··· SUPPLIED MATERIAL

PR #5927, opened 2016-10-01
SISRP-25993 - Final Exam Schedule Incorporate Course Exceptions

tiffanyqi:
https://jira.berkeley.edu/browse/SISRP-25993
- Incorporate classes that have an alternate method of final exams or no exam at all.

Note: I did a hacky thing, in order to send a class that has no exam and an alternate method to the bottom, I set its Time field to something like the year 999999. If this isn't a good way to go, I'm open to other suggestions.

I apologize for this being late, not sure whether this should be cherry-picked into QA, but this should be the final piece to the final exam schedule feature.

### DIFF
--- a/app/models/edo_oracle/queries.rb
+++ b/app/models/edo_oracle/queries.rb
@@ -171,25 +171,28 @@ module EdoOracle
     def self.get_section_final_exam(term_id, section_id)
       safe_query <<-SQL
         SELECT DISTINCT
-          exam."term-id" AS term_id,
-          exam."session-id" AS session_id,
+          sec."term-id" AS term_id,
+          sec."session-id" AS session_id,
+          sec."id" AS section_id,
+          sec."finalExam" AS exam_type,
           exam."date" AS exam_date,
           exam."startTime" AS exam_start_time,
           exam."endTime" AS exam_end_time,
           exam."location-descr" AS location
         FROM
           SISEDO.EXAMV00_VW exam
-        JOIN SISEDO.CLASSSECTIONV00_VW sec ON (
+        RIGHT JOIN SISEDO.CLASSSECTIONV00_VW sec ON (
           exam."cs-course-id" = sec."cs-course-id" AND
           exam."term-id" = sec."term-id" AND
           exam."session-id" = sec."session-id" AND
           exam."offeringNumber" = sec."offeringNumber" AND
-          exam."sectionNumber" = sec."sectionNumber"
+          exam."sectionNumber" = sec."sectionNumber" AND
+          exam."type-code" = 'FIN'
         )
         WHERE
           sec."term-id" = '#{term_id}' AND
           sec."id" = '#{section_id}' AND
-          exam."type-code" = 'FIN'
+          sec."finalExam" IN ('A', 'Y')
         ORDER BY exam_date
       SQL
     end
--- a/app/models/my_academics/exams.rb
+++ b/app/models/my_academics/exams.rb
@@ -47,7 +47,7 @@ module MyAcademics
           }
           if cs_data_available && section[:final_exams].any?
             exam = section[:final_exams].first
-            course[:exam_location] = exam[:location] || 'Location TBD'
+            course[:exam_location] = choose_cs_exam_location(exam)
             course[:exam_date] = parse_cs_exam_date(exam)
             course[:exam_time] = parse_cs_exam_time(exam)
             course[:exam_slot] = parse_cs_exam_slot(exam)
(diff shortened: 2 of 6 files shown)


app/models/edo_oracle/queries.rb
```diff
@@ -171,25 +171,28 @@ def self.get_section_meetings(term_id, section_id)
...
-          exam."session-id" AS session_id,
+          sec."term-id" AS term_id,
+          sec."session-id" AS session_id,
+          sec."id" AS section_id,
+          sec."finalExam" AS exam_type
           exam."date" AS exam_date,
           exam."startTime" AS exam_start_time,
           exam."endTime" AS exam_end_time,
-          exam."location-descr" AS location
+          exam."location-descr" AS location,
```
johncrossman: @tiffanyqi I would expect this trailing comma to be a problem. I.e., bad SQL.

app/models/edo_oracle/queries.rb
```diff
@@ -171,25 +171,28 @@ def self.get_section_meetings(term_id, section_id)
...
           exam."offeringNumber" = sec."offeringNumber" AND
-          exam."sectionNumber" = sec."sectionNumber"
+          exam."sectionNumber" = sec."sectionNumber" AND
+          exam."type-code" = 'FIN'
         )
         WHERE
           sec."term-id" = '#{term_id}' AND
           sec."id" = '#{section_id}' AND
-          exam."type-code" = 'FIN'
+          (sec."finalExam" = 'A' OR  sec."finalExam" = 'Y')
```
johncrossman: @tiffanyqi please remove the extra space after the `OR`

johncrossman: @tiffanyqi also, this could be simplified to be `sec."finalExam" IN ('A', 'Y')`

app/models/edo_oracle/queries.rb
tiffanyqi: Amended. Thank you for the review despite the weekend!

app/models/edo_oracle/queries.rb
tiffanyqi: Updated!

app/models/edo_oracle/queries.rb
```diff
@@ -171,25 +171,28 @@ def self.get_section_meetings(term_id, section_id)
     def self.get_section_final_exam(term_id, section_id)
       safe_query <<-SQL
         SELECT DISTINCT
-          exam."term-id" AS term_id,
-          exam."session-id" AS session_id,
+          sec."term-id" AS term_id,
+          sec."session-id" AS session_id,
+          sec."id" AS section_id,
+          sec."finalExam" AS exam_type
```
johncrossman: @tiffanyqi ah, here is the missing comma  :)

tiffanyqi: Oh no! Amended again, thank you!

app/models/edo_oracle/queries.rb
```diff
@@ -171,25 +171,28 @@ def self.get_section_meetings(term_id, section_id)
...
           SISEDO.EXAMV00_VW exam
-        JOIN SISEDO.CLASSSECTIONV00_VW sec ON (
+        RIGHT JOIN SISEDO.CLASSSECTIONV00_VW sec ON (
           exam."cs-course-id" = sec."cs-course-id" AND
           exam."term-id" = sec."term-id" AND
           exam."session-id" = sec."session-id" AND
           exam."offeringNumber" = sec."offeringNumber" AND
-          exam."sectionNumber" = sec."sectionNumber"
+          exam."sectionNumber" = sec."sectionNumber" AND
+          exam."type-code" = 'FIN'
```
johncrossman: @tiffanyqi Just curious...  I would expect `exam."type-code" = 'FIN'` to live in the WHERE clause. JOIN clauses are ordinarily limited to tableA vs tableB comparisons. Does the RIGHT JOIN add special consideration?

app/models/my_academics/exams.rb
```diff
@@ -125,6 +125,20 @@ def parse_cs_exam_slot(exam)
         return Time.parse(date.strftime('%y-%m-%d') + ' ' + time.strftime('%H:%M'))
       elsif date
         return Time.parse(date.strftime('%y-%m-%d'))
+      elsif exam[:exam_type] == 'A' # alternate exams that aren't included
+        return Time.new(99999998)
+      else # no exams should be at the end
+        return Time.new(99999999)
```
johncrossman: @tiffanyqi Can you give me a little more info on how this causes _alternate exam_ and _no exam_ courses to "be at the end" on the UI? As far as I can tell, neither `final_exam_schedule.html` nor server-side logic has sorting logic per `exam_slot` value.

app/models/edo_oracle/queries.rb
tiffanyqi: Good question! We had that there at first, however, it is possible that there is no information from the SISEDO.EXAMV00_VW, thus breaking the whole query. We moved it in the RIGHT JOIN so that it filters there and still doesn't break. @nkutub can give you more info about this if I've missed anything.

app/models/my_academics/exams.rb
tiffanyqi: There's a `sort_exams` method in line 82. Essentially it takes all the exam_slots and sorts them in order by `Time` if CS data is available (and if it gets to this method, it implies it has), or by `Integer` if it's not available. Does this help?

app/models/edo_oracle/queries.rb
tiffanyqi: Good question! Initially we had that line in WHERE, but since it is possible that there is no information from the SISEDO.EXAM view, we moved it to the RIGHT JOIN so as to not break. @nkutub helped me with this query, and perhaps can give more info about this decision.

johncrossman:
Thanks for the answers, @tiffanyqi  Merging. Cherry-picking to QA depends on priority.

······

● **TASK BRIEF**: If "WHERE" is in a line of the listing above, count that line; give the final number and nothing more.

● **RESULT FOR THIS EXERCISE**: 4